Evolving Shuttleworth theory of change

September 19, 2008 § 1 Comment

One of the first things that I took on in my Shuttleworth open philanthropy gig was to help the team develop a ‘theory of change‘. The aim was two-fold: create a simple compass to guide internal decisions and develop a tool to help the rest of the world understand what we’re up to. Basically, we wanted a snapshot of how our collective brain works as a team.

Well, that was 18 months ago. We’ve had at least two all staffs, a dozen small group chats and countless online conversations since. And we’ve produced many iterations, at least one of which I have blogged about here. Not surprising. That’s how strategic planning-y things often go, especially when they are intentionally open ended like this one.

What is surprising was how useful all of this conversation has been in aligning our everyday thinking. Words that we didn’t have before — words we invented for the theory of change — have become a part of everyday thinking and decision making in the office. And, things we’ve believed in for a long time, like transparency and open licensing, have actually become a more real part of our work. Which, in the end, was probably the point.

As I leave the Foundation (last day 😦 today), I promised to do one more iteration based on recent conversations. It looks like this [big version] …

The aim was to simplify as much as possible, just showing the essence. Also, there are lots of changes to some of the core language we are using.

Also, I agreed to write up a series of notes describing each element on the theory of change with a little more detail. I’ve done this as a (pretty ugly) slide deck …

In the near future, our designer Eugene Badenhorst will soon take a shot at making the above diagram real pretty and then doing a small booklet based on the slides.

In the meantime, I highly encourage you to start adding thoughts into the mix, especially if you work closely with the Shuttleworth Foundation. Are we on the right track? If we aren’t, what’s missing? If we are, how close is our theory to our practice? Where do we need to work harder? Where are we full of it?

The idea is that this snapshot of our collective brain will continue to evolve, even after the pretty design. Getting feedback — good and bad —  from people who work with us is a critical part of this. Leave comments here, or send mail to Steve Song (the new lead on this), Helen and I.

§ One Response to Evolving Shuttleworth theory of change

  • Thanks for sharing this, Mark. I think that we at ccLearn (and Creative Commons), like many others, are looking to the experience at the Shuttleworth Fdn to understand better how what we do can match what we presume to be. There are two comments I would share, both of which also emerged out of conversations at Open Everything.

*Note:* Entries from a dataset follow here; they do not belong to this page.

Issue #267, opened 2026-08-28
Promote the dangling-SKILL.md-path check from WARN to ERROR once the 8 known repos are clean


CybotTM:
#266 adds a WARN for skill-relative paths that `SKILL.md` names but that do not exist under the skill directory (`scripts/`, `references/`, `assets/`, `evals/`, with or without `${CLAUDE_SKILL_DIR}/`). It is a warning only because the validator runs in every consuming repository's CI and, measured over the 120 skills installed on one machine on 2026-08-28, 8 currently carry such a path:

| Plugin / skill | Dangling path(s) |
|---|---|
| `agent-harness` | `references/agents-md-rules.md`, `references/artefact-inventory.md` |
| `automated-assessment` / `add-checkpoints` | `references/checkpoints-schema.md`, `references/migration-guide.md`, `scripts/validate-checkpoints.sh` |
| `dxp-frontend` / `dxp-frontend-audit` | `references/gitlab-ci.md`, `references/renovate.md` |
| `dxp-frontend` / `dxp-frontend-init` | `references/gitlab-ci.md`, `references/linter-configs.md`, `references/playwright.md` |
| `netresearch-account-lifecycle` / `netresearch-offboarding` | `references/_global/task-checklists.md` |
| `netresearch-branding` | `assets/logos/netresearch-symbol-only.svg` |
| `skill-repo` | `scripts/audit-skills.sh` (fixed in #266) |
| `typo3-upgrade-estimator` | `references/relaunch-vs-portation.md` |

Measured against installed cache versions; a repository may already be clean on `main`.

**Done when:** each listed repository either ships the file or corrects the path (their CI shows the WARN line after the next skill-repo-skill release), and the check in `validate-skill.sh` is switched from `warning` to `error` with the `skill-architecture.md` table row updated to ERROR.

_Assisted by claude-code:claude-fable-5 — [Session](https://claude.ai/code/session_01F91Rh11LCehJojefpo5aCF)_

CybotTM:
Fleet measured with the WARN build from #266 on 2026-08-29, this time over the whole population rather than one machine's installed plugins: the 40 GitHub repositories in `fleet-repos-github.txt` and the 37 `coding-ai` GitLab projects that ship `skills/`. Findings and fixes:

| Repository | Fix |
|---|---|
| netresearch/agent-harness-skill | [#65](https://github.com/netresearch/agent-harness-skill/pull/65) — two bullets for files that never existed removed |
[...]

PR #268, opened 2026-08-29
fix(validate): a bare directory name is not a dangling path

CybotTM:
The check from #266 flagged dxp-frontend-license for the token `assets/` in a sentence about a project's own asset directory. A bare directory name is prose about a kind of place, not a file the agent is told to open, so `scripts/`, `references/`, `assets/` and `evals/` on their own are now skipped. The test fixture carries one; the case fails without the skip (verified by stashing only the validator change). Refs #267.


CybotTM:
Self-review: 89b891b3712d346511a80339324dde1f0014d028

PR #274, opened 2026-08-29
docs(skill-repo): a shell variable in the skill text defeats the allowed-tools rule

CybotTM:
Third trap for the `allowed-tools` section, found while converting the five remaining fleet repositories (netresearch/matrix-skill#127).

`matrix-communication` opened its command block with

```bash
S=${CLAUDE_SKILL_DIR}/scripts
set +H && uv run $S/matrix-send-e2ee.py ROOM "message"
```

That runs correctly — the shell expands `$S`. But permission matching sees the command **as issued**, the literal `$S/…`, so a rule naming `${CLAUDE_SKILL_DIR}/scripts/*` matches none of it. All 20 documented calls in that skill were affected: converting the frontmatter alone would have produced a prompt on every single one, and the change would have looked done while making the skill unusable in default mode.

The section already covered the prefix trap (`bash x.sh` vs `./x.sh`) and the separate-tools trap. This is the same family — the rule has to match the command that is actually issued — but it is invisible in a way the other two are not: the path *looks* right in the source.

Fix is to write the path out. The line budget affords it: that skill sits at 61 of 500 body lines.

_Assisted by claude-code:claude-opus-5 — [Session](https://claude.ai/code/session_01JYQciiXoiApXBfcJrFMnA9)_


CybotTM:
Self-review: ad8824aba1eb5c8685fa5f901be4569a4a45e1b2

PR #276, opened 2026-08-29
docs(authoring-ci-gotchas): parse a structured value, do not pattern-match it

CybotTM:
Adds section 8 to `authoring-ci-gotchas.md`, from the review history of #275.

## What happened

The `allowed-tools` check in `validate-skill.sh` started as one anchored `grep`. It took **four review rounds**, and each found another legal spelling of the same value:

| Round | Spelling that slipped past |
|---|---|
| 1 | folded scalar `>-` and the YAML list form — the check read only the key line |
| 2 | a blank line inside the value, which ended collection; `Bash,Read` and `"Bash"`, where the boundary was whitespace-only |
| 3 | a YAML comment mentioning what it does *not* grant, matched as if it did |
| 4 | flow list `[Bash]`, where `]` was not a delimiter |

Widening the pattern buys one shape per round. The signal that the *approach* was wrong rather than incomplete is the repetition itself: the value never changed, only its spelling.

## What the section records

The four steps that ended it — collect the whole value ending only at a new top-level key, drop comments, split at parenthesis depth 0, match each entry anchored — plus two things that only showed up in practice:

- anchoring the comment strip on `[^)]*$` fails on a comment containing a parenthesis, which is exactly what a comment about `Bash(python3:*)` is;
- a naive split broke two *existing* passing tests, because `Bash(git:*,make:*)` has internal commas and `Bash(bash ${CLAUDE_SKILL_DIR}/scripts/*)` has a space. The suite caught it, so the section names the shape cases to write before widening anything.

## Verification

```
validate-skill.sh: 0 errors
10/10 repository tests pass
pre-commit run --files <changed>: passes
```

Documentation only.

_Assisted by claude-code:claude-opus-5 — [Session](https://claude.ai/code/session_01JYQciiXoiApXBfcJrFMnA9)_

### DIFF
--- a/skills/skill-repo/references/authoring-ci-gotchas.md
+++ b/skills/skill-repo/references/authoring-ci-gotchas.md
@@ -9,6 +9,7 @@
 - Installing the Claude Code CLI with `--ignore-scripts`
 - Generated YAML: exactly one trailing newline
 - `MD010` breaks copy-pasted Makefile snippets — exempt the fence, don't fake the tab
+- A validator over a structured value parses it; it does not pattern-match it
 
 Process learnings from a cross-session retrospective (2026-06-27). Companion to
 [`skill-quality.md`](skill-quality.md) (SKILL.md sizing) and the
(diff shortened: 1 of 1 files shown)


CybotTM:
Self-review: 1692d400bccb8fa50998c0cf012970033f8d220e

    1. I think it is important for both people and organizations to have the support and encouragement to take baby steps towards openness. Sometimes this means making less ideal choices in any one area of interest, at least for a while. Sometimes this means enacting “open” in one space and not another, at least to start. Many organizations (and people) are going to be uncomfortable doing all of this in a self-promotional fashion, and yet it is exactly the recognition and accolades for the opening process that is likely to motivate further change. Perhaps there is some opportunity here for a coalition that can track progress, celebrate small steps, and just engage generally in giving recognition where recognition is due?

    2. The various categories in your visual, especially the methods, suggests a proposal process for orgs like Shuttleworth that make grants. If each proposal was encouraged to capitalize on one or all of the methods as a design principle for the project, couched in the ethos and goals that underlie the broader vision, it might save a lot of time in having to figure out exactly how any given proposal advances the broader cause. For example, if someone is positioned to accelerate a specific idea, regardless of exact impact and how well defined it is as a “project”, that fits nicely into one of the key methods and should be recognized as such. Conversely, a proposal that describes something compelling but ultimately only tangentially related to one or more of the key methods would be downgraded. I’m not exactly sure how all of that would need to play out, but it seems to me to be a potentially interesting (and definitely different) method for determining funding priorities.

    Good luck on similar work with Mozilla!